Other short coast to coasts include the Bristol Channel to St George’s Chanel across Pembrokeshire, or the English Channel to the North Sea across Kent. And there are 133 islands around Great Britain and Northern Ireland. Some are private, some haven’t any roads or any regular access, but the rest offer a world of coast to coast opportunities. So get the map out, pick two seas and get riding.
3. Support your local bike shop
We’ve nothing against the big chains or on-line retailers, they offer good bargains through economies of scale, but local independent bike dealers can offer something money can’t always buy. They can offer knowledge, service and care, and they provide a hub for local cycling networks.
Use them, make friends with them and spread you shopping so it includes them. That way they’ll always be there when you need them.
4. Race
We know that racing isn’t for everyone, but if you haven’t raced and you are fit enough to race then you really should give it a try, at least once. Cycling is great, it’s fun, it’s free and you can be competitive without racing, but there is just that extra buzz and extra edge when you pin a number on your back.

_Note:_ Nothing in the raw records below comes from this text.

PR #1172, opened 2024-07-17
prevent using host subscription

rcerven:
# Before you complete this pull request ...

Look for any open pull requests in the repository with the title "e2e-tests update" and 
see if there are recent e2e-tests updates that will be applicable to your change.

PR #1173, opened 2024-07-18
add support for subscription activation keys to trusted artifacts

brianwcook:
… tasks, including buildah-remoate-oci-ta. It also disables podman subscription-manager integration on all remote builders so that subscription-manager commands can be used to configure which repos are enabled.  

i had recently had a couple interactions with people smart about subscription mgmt and they all said that using certs the way we are is wrong and eventually will lead to random build failures due to revoked certs. Activation keys solves that problems, and it solves the problem that Camilla was having in this thread, so I just went ahead and did it.

ref slack thread https://redhat-internal.slack.com/archives/C04PZ7H0VA8/p1721226430548109

### DIFF
--- a/task/buildah-remote-oci-ta/0.1/buildah-remote-oci-ta.yaml
+++ b/task/buildah-remote-oci-ta/0.1/buildah-remote-oci-ta.yaml
@@ -59,6 +59,10 @@ spec:
     description: Name of secret which contains the entitlement certificates
     name: ENTITLEMENT_SECRET
     type: string
+  - default: activation-key
+    description: Name of secret which contains subscription activation key
+    name: ACTIVATION_KEY
+    type: string
   - default: "false"
     description: Determines if build will be executed without network access.
     name: HERMETIC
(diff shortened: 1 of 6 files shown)


brianwcook:
basic documentation is here: https://docs.google.com/document/d/1mBCAaIU_4XmvCRoXe-Thg3uIEDAs5yPrWVCx3KPopWY/edit

brianwcook:
I guess the changes need to be moved from TA tasks to the PVC based ones.

brianwcook:
@rcerven if you are able to help get this in shape to merge, I think it will solve a lot of problems. thanks :)

task/buildah-remote-oci-ta/0.1/buildah-remote-oci-ta.yaml
```diff
@@ -413,13 +427,15 @@ spec:
       chmod +x scripts/script-build.sh
       rsync -ra scripts "$SSH_HOST:$BUILD_DIR"
       ssh $SSH_ARGS "$SSH_HOST" $PORT_FORWARD podman  run $PODMAN_PORT_FORWARD \
+       --tmpfs /run/secrets \
```
chmeliik, line 430: Same as https://github.com/konflux-ci/build-definitions/pull/1172#discussion_r1682659433, this breaks the ADDITIONAL_SECRET feature

chmeliik: Ah, nevermind - this is a mount for the podman container that runs the build, not for the build itself

chmeliik (approved):

PR #1178, opened 2024-07-22
rpm-ostree: drop BASE_IMAGES_DIGESTS result

chmeliik:
[STONEBLD-2326](https://issues.redhat.com//browse/STONEBLD-2326)

For consistency with the buildah tasks, don't return BASE_IMAGES_DIGESTS from rpm-ostree either.

### DIFF
--- a/task/rpm-ostree/0.2/MIGRATION.md
+++ b/task/rpm-ostree/0.2/MIGRATION.md
@@ -1,0 +1,43 @@
+# Migration from 0.1 to 0.2
+
+Version 0.2:
+
+* Removes the `BASE_IMAGES_DIGESTS` result. Please remove all the references to this
+  result from your pipeline.
+  * Note that the result never provided any value. It did not contain base image
+    digests, it contained a local-only reference for the **output** image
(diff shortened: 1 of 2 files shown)


zregvart (approved):

chmeliik:
Note to self: will need to rebase once #1111 makes it through the merge queue

zregvart (approved):

chmeliik:
There's currently an internal Slack thread ongoing about EC blocking releases of images that don't have a BASE_IMAGES_DIGESTS result and have no base images in the SBOM. I'll mark this as draft until that's resolved

chmeliik:
> There's currently an internal Slack thread ongoing about EC blocking releases of images that don't have a BASE_IMAGES_DIGESTS result and have no base images in the SBOM (which would be the expected state for this task in 0.2). I'll mark this as draft until that's resolved

This was a different issue (missing `vendor="Red Hat, inc."` label, due to which EC didn't read the SBOM embedded in the image).

Rebased on main, un-drafted

PR #1183, opened 2024-07-23
Add Checkton workflow

chmeliik:
Checkton is a GitHub action that runs ShellCheck on scripts embedded in YAML files (https://github.com/chmeliik/checkton)

### DIFF
--- a/.github/workflows/checkton.yaml
+++ b/.github/workflows/checkton.yaml
@@ -1,0 +1,33 @@
+name: Checkton
+on:
+  pull_request:
+    branches: [main]
+
+jobs:
+  lint:
+    runs-on: ubuntu-latest
+
+    steps:
+      - name: Checkout repository
+        uses: actions/checkout@v4
+        with:
+          # Differential Checkton requires full git history
+          fetch-depth: 0
+
+      - name: Run Checkton
+        id: checkton
+        uses: chmeliik/checkton@v0.2.1
+        with:
+          # Set to false when re-enabling SARIF uploads
+          fail-on-findings: true
+          find-copies-harder: true
+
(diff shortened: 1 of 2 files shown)


chmeliik:
FYI, I've opened a proposal for Checkton to move to the tektoncd org: https://github.com/tektoncd/community/issues/1156

But until that's resolved, let's start using it already?

chmeliik:
The output looks like this:

image

We could also upload the generated SARIF file to make GitHub show the warnings inline. But currently, there is an annoying bug (or feature?) where the warnings never go away even if you fix them - https://github.com/orgs/community/discussions/132787.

And it doesn’t matter if it’s the Tour de France or a taster in the park, a race is a race. If you don’t like it after trying then fine, but give it a try.
5. Get a retro bike
This is the next bike that everybody needs. By retro bike we mean pre-1988, so if it has gears there must be operated by separate gear levers. And gears shifts must be held by friction, not by a ratchet click, so no indexing. Frame materials will be steel or aluminium, they might be carbon fibre, but pre-1988 carbon fibre frames are as rare as hen’s teeth. The frame definitely won’t be made in a mould, unless it’s one of those Kirk Precision magnesium jobs.

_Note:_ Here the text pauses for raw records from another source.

PR #1185, opened 2024-07-23
Add an architecture suffix to images pushed for multi-platform if missing

arewm:
In order to reduce the likelihood of users accidentally forgetting to specify unique tags for each architecture, we can add a suffix to the pushed image

### DIFF
--- a/task-generator/remote/main.go
+++ b/task-generator/remote/main.go
@@ -18,6 +18,7 @@ import (
 	"flag"
 	"os"
 	"path/filepath"
+	"regexp"
 	"strings"
 
 	tektonapi "github.com/tektoncd/pipeline/pkg/apis/pipeline/v1"
@@ -33,9 +34,11 @@ import (
 func main() {
 	var buildahTask string
 	var buildahRemoteTask string
+	var taskVersion string
 
 	flag.StringVar(&buildahTask, "buildah-task", "", "The location of the buildah task")
 	flag.StringVar(&buildahRemoteTask, "remote-task", "", "The location of the buildah-remote task to overwrite")
+	flag.StringVar(&taskVersion, "task-version", "", "The version of the task to overwrite")
 
 	opts := zap.Options{
 		Development: true,
@@ -43,8 +46,8 @@ func main() {
 	opts.BindFlags(flag.CommandLine)
 	klog.InitFlags(flag.CommandLine)
 	flag.Parse()
-	if buildahTask == "" || buildahRemoteTask == "" {
-		println("Must specify both buildah-task and remote-task params")
+	if buildahTask == "" || buildahRemoteTask == "" || taskVersion == "" {
+		println("Must specify both buildah-task, remote-task, and task-version params")
 		os.Exit(1)
 	}
 
@@ -53,7 +56,7 @@ func main() {
 
 	decodingScheme := runtime.NewScheme()
 	utilruntime.Must(tektonapi.AddToScheme(decodingScheme))
-	convertToSsh(&task)
+	convertToSsh(&task, taskVersion)
 	y := printers.YAMLPrinter{}
 	b := bytes.Buffer{}
 	_ = y.PrintObj(&task, &b)
@@ -87,7 +90,7 @@ func streamFileYamlToTektonObj(path string, obj runtime.Object) runtime.Object {
 	return decodeBytesToTektonObjbytes(bytes, obj)
 }
 
-func convertToSsh(task *tektonapi.Task) {
+func convertToSsh(task *tektonapi.Task, taskVersion string) {
 
 	builderImage := ""
 	syncVolumes := map[string]bool{}
@@ -96,14 +99,44 @@ func convertToSsh(task *tektonapi.Task) {
 			syncVolumes[i.Name] = true
 		}
 	}
+	// The images produced in multi-platform builds need to have unique tags in order
+	// to prevent them from getting garbage collected before generating the image index.
+	// We can simplify this process, preventing the need for users to manually specify
+	// the image by auto-appending the architecture from the PLATFORM parameter. For
+	// example, this will append -arm64 if PLATFORM is linux/arm64 if not present. Since
+	// we cannot modify the parameter itself, this replacement needs to happen in any task
+	// step where the IMAGE parameter is used.
+	// If a user defines the IMAGE parameter with an -arm64 suffix, the arm64 suffix will
+	// not be appended again based on the PLATFORM.
+	adjustRemoteImage := `if [[ "${IMAGE##*-}" != "${PLATFORM##*/}" ]]; then
+  export IMAGE="${IMAGE}-${PLATFORM##*/}"
+fi
+`
+
 	for stepPod := range task.Spec.Steps {
+		ret := ""
 		step := &task.Spec.Steps[stepPod]
-		if step.Name != "build" {
+		if step.Script != "" && taskVersion != "0.1" && step.Name != "build" {
+			scriptHeaderRE := regexp.MustCompile(`^#!/bin/bash\nset -e\n`)
+			if scriptHeaderRE.FindString(step.Script) != "" {
+				ret = scriptHeaderRE.ReplaceAllString(step.Script, "")
+			} else {
+				ret = step.Script
+			}
+			if !strings.HasPrefix(ret, "#!") {
+				// If there is a shebang, it is explicitly non-bash, so don't adjust the image
+				ret = "#!/bin/bash\nset -e\n" + adjustRemoteImage + ret
+			}
+			step.Script = ret
+			continue
+		} else if step.Name != "build" {
 			continue
 		}
 		podmanArgs := ""
 
-		ret := `set -o verbose
+		ret = `#!/bin/bash
+set -e
+set -o verbose
 mkdir -p ~/.ssh
 if [ -e "/ssh/error" ]; then
   #no server could be provisioned
@@ -130,7 +163,9 @@ PORT_FORWARD=" -L 80:$JVM_BUILD_WORKSPACE_ARTIFACT_CACHE_PORT_80_TCP_ADDR:80"
 PODMAN_PORT_FORWARD=" -e JVM_BUILD_WORKSPACE_ARTIFACT_CACHE_PORT_80_TCP_ADDR=localhost"
 fi
 `
-
+		if taskVersion != "0.1" {
+			ret += adjustRemoteImage
+		}
 		env := "$PODMAN_PORT_FORWARD \\\n"
 
 		// disable podman subscription-manager integration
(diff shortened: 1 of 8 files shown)


task/buildah-remote/0.1/buildah-remote.yaml
```diff
@@ -238,9 +240,7 @@ spec:
       rsync -ra "$HOME/.docker/" "$SSH_HOST:$BUILD_DIR/.docker/"
       rsync -ra "/tekton/results/" "$SSH_HOST:$BUILD_DIR/tekton-results/"
       cat >scripts/script-build.sh <<'REMOTESSHEOF'
-      #!/bin/bash
```
MartinBasti, line 241: This shouldn't be removed, it's part of script on the remote host

task/buildah-oci-ta/0.2/buildah-oci-ta.yaml
```diff
@@ -242,6 +242,8 @@ spec:
         - name: COMMIT_SHA
           value: $(params.COMMIT_SHA)
       script: |
+        #!/bin/bash
+        set -e
```
ralphbean, line 246: Why the addition of `-e`?

task/buildah-remote-oci-ta/0.2/buildah-remote-oci-ta.yaml
```diff
@@ -251,8 +258,8 @@ spec:
       rsync -ra "/tekton/results/" "$SSH_HOST:$BUILD_DIR/tekton-results/"
       cat >scripts/script-build.sh <<'REMOTESSHEOF'
       #!/bin/bash
-      set -o verbose
       set -e
+      set -o verbose
```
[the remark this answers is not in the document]
arewm: The easiest way to move this up is if I move out the addition of this line from the remote build generation and instead include it in the base buildah tasks. Is there a reason that we would only want this in the remote tasks?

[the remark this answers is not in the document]
arewm: This is resolved. I will no longer add setting verbose output. If you want verbose output in the remote script, you will need to add it in the base script.

task/buildah-oci-ta/0.2/buildah-oci-ta.yaml
arewm: Ah, this is re-added by the trusted artifact generation. :)

task/buildah/0.2/buildah.yaml
```diff
@@ -524,6 +526,7 @@ spec:
         echo -n "${IMAGE}@"
         cat "$(workspaces.source.path)/image-digest"
       } > "$(results.IMAGE_REF.path)"
+      cp "$(results.IMAGE_REF.path)" /shared/image_ref
```
chmeliik, line 529: Is the copy needed?

task-generator/remote/main.go
```diff
@@ -18,6 +18,7 @@ import (
 	"flag"
```
chmeliik, line 18: I'm having a hard time trying to understand the task-generator changes. Could you explain them in the commit message?

task/buildah/0.2/buildah.yaml
arewm: In testing, the `results.IMAGE_REF.path` wasn't available at the later task step so I copied the reference to the shared workspace so I could use it later.

I cannot find specific documentation for this behavior in Tekton.

chmeliik: Hmm, I don't think Tekton behaves like that. Could you test it again? Maybe the nonexistent filepath was just caused by incorrect attempts at shell quoting

task-generator/remote/main.go
arewm: Sure, I can add some comments into the code.

task/buildah/0.2/buildah.yaml
arewm: Yes, certainly!

task/buildah-oci-ta/0.2/buildah-oci-ta.yaml
brianwcook: We have seen scripts encounter errors but not fail when 'set -e' is not there.

task-generator/remote/main.go
```diff
@@ -96,14 +99,34 @@ func convertToSsh(task *tektonapi.Task) {
 			syncVolumes[i.Name] = true
 		}
 	}
+	// The images produced in multi-platform builds need to have unique tags in order
+	// to prevent them from getting garbage collected before generating the image index.
+	// We can simplify this process, preventing the need for users to manually specify
+	// the image by auto-appending the architecture from the PLATFORM parameter. For
+	// example, this will append -arm64 if PLATFORM is linux/arm64. Since we cannot
+	// modify the parameter itself, this replacement needs to happen in any task step
+	// where the IMAGE parameter is used.
```
brianwcook, line 108: so for existing builds, will we end up with $image-s390x-s390x (since they must have manually added the suffix already?) I suppose that is ugly but harmless?

arewm: No, I made the comment clearer. If the suffix does not exist on the `IMAGE` then we will add it. If the suffix does exist, we will not duplicate it.

task-generator/remote/main.go
```diff
@@ -160,9 +187,19 @@ fi
 		script := "scripts/script-" + step.Name + ".sh"
 
 		ret += "\ncat >" + script + " <<'REMOTESSHEOF'\n"
-		if !strings.HasPrefix(step.Script, "#!") {
+
+		// The base task might now be using a bash shell, so we need to make sure
+		// that we only have one shebang declaration. If there is a shebang declaration,
+		// we should also consolidate the set declarations.
+		reShebang := regexp.MustCompile(`(#!.*\n)(set -.*\n)*`)
```
chmeliik, line 194: This is for the script that ends up getting executed on the VM, right? I don't think we should mess with its shebang :thinking: 

Only if it doesn't have one at all, in which case we should prepend the same thing that Tekton would
```
#!/bin/sh
set -e
```

arewm: Without this change, the `cd` operation is in the wrong location:
```
       cat >scripts/script-build.sh <<'REMOTESSHEOF'
+      cd /var/workdir
       #!/bin/bash
       set -e
-      cd /var/workdir
```

arewm: This is because we are adding the shebang to the beginning of the script in the base task so we can no longer simply concatenate it after setting the workingDir.

chmeliik: Ah, right

task-generator/remote/main.go
```diff
@@ -96,14 +99,36 @@ func convertToSsh(task *tektonapi.Task) {
 			syncVolumes[i.Name] = true
 		}
 	}
+	// The images produced in multi-platform builds need to have unique tags in order
+	// to prevent them from getting garbage collected before generating the image index.
+	// We can simplify this process, preventing the need for users to manually specify
+	// the image by auto-appending the architecture from the PLATFORM parameter. For
+	// example, this will append -arm64 if PLATFORM is linux/arm64 if not present. Since
+	// we cannot modify the parameter itself, this replacement needs to happen in any task
+	// step where the IMAGE parameter is used.
```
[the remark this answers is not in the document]
arewm: I have changed it to add the modification to any script which isn't explicitly defined as non-bash (i.e. not to python scripts)

task/buildah/0.2/buildah.yaml
arewm: I have removed this.

task-generator/remote/main.go
```diff
@@ -96,14 +99,42 @@ func convertToSsh(task *tektonapi.Task) {
...
+	// If a user defines the IMAGE parameter with an -arm64 suffix, the arm64 suffix will
+	// not be appended again based on the PLATFORM.
+	adjustRemoteImage := "if [[ \"${IMAGE##*-}\" != \"${PLATFORM##*/}\" ]]; then"
+	adjustRemoteImage += "\n  export IMAGE=\"${IMAGE}-${PLATFORM##*/}\"\nfi\n"
+
 	for stepPod := range task.Spec.Steps {
+		ret := ""
 		step := &task.Spec.Steps[stepPod]
-		if step.Name != "build" {
+		if step.Script != "" && taskVersion == "0.2" && step.Name != "build" {
```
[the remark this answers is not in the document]
arewm: We cannot easily add this to v0.1 because we don't have `IMAGE_REF` to fall back on to when we change the image tag that is produced.

task-generator/remote/main.go
```diff
@@ -96,14 +99,42 @@ func convertToSsh(task *tektonapi.Task) {
...
+			scriptHeaderRE := regexp.MustCompile(`#!/bin/bash\nset -e\n`)
+			if scriptHeaderRE.FindString(step.Script) != "" {
+				ret = scriptHeaderRE.ReplaceAllString(step.Script, "")
+			} else {
+				ret = step.Script
+			}
+			if !strings.HasPrefix(ret, "#!") {
+				// If there is a shebang, it is explicitly non-bash, so don't adjust the image
```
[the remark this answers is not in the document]
arewm: If it is not `bash`, we cannot inject the remote image adjustment. We cannot design for all potential cases that we might encounter so we just bail out and then can address the cases in the future.

task-generator/remote/main.go
```diff
@@ -96,14 +99,42 @@ func convertToSsh(task *tektonapi.Task) {
...
+	// to prevent them from getting garbage collected before generating the image index.
+	// We can simplify this process, preventing the need for users to manually specify
+	// the image by auto-appending the architecture from the PLATFORM parameter. For
+	// example, this will append -arm64 if PLATFORM is linux/arm64 if not present. Since
+	// we cannot modify the parameter itself, this replacement needs to happen in any task
+	// step where the IMAGE parameter is used.
+	// If a user defines the IMAGE parameter with an -arm64 suffix, the arm64 suffix will
+	// not be appended again based on the PLATFORM.
+	adjustRemoteImage := "if [[ \"${IMAGE##*-}\" != \"${PLATFORM##*/}\" ]]; then"
+	adjustRemoteImage += "\n  export IMAGE=\"${IMAGE}-${PLATFORM##*/}\"\nfi\n"
```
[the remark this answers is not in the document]
arewm: Done

task-generator/remote/main.go
```diff
@@ -96,14 +99,42 @@ func convertToSsh(task *tektonapi.Task) {
...
+
 	for stepPod := range task.Spec.Steps {
+		ret := ""
 		step := &task.Spec.Steps[stepPod]
-		if step.Name != "build" {
+		if step.Script != "" && taskVersion == "0.2" && step.Name != "build" {
+			scriptHeaderRE := regexp.MustCompile(`#!/bin/bash\nset -e\n`)
+			if scriptHeaderRE.FindString(step.Script) != "" {
+				ret = scriptHeaderRE.ReplaceAllString(step.Script, "")
```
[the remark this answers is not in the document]
arewm: Just in case that happens, we shouldn't try to do anything with it. I added a `^`.

task-generator/remote/main.go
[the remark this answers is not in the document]
lcarva: Can we mark the other versions as deprecated?

We did this [here](https://github.com/konflux-ci/build-definitions/blob/193d62a02899e25ddd92b3335f54a1110f757de2/task/deprecated-image-check/0.2/deprecated-image-check.yaml#L9).

That makes EC not trust those Tasks any longer (at that given time). This should be sufficient to make users upgrade.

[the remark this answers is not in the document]
arewm: Interesting. We should probably mark all tasks which produce or consume the `BASE_IMAGE_DIGESTS` as deprecated together. I think that should be done outside of the current PR.

mmorhun (approved):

Retro bikes aren’t as light, or as efficient, or as nice to ride as modern bikes, but they are handsome. Made by the skill of human eye and hand, their lustrous paint, shining aluminium and glittering chrome are redolent of another age. An age before CAD design and fluid dynamics removed the artisan’s hand.
Retro bikes are quite easy to buy on the internet or in classified ads or at cycle jumble sales, but hurry, interest is growing and bargains are being snapped up. There are lots of enthusiast websites where you can get help with renovations. Then as well as owning a thing of beauty, you can take part in organised rides like Eroica Britannia, which has rapidly grown in popularity since its inaugural year in 2014. www.eroicabritannia.co.uk
6. Visit a bike show
The biggest in Britain is The Cycle Show at the NEC in Birmingham (September 22 to 24 2017), but there are others, including smaller ones, and the massive Eurobike in Friedrichshafen, Germany (August 30-September 2 2017).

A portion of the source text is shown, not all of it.